> **Source data**

PR #177, opened 2017-12-14
Warn on infrastructure-roles.yaml format violations

### LINKED ISSUE #167: Operator should warn if secrets are empty
The operator should log a warning if the secrets it reads appear to be empty.  Rationale: a user may inadvertently write a `.yaml` file with broken syntax so that the file looks meaningful to the user but empty to the operator.

zerg-junior:
Closes #167

### DIFF
--- a/pkg/controller/util.go
+++ b/pkg/controller/util.go
@@ -137,11 +137,17 @@ Users:
 					c.logger.Warningf("unknown key %q", p)
 				}
 			}
+
+			delete(data, key)
 		}
 
 		if t.Name != "" {
 			result[t.Name] = t
 		}
+	}
+
+	if len(data) != 0 {
+		c.logger.Warningf("Unprocessed entries in the infrastructure roles' secret. That may mean infrastructure-roles.yaml has incorrect format; see the file in the Postgres operator repo for the expected format.")
 	}
 
 	return result, nil
--- a/pkg/controller/util.go
+++ b/pkg/controller/util.go
@@ -147,7 +147,9 @@ Users:
 	}
 
 	if len(data) != 0 {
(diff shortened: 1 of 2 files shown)


zerg-junior:
I traced down the original problem from #167 to the way the operator processes `infrastructure-roles.yaml`. The operator properly creates the infra roles' secret, but passes to downstream sync routines only the data adhering [to a special format](https://github.com/zalando-incubator/postgres-operator/blob/0e255f82c6be8b57ba2da11bbbc5c6b9da0636ec/pkg/controller/util.go#L115).

For now, I documented the expected format of `infrastructure-roles.yaml` and added a warning for the case of suspected failure.

pkg/controller/util.go
```diff
@@ -137,13 +137,19 @@ Users:
...
+			delete(data, key)
 		}
 
 		if t.Name != "" {
 			result[t.Name] = t
 		}
 	}
 
+	if len(data) != 0 {
+		c.logger.Warningf("Unprocessed entries in the infrastructure roles' secret. That may mean infrastructure-roles.yaml has incorrect format; see the file in the Postgres operator repo for the expected format.")
```
alexeyklyukin: I'd show the number of entries and not mention the manifest file in the comments, since it may have a different name, also we may move the example file and forget to change this message. Something like (you can also avoid hard-coding the list of allowed keys):

```
c.logger.Warningf("%d unprocessed entries for the infrastructure roles", len(data))
c.logger.Info(`infrastructure role entries should be in the {key}{id} format, where {key} can be either of "user", "password", "inrole" and the {id} a monotonically increasing integer starting with 1`)
c.logger.Debugf("unprocessed entries: %#v", data)
```

zerg-junior:
:+1:

alexeyklyukin:
👍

> **Instructions for the task**
Copy every line of the data that carries the word "alexeyklyukin".

> **Answer for the task**
alexeyklyukin: I'd show the number of entries and not mention the manifest file in the comments, since it may have a different name, also we may move the example file and forget to change this message. Something like (you can also avoid hard-coding the list of allowed keys):
alexeyklyukin:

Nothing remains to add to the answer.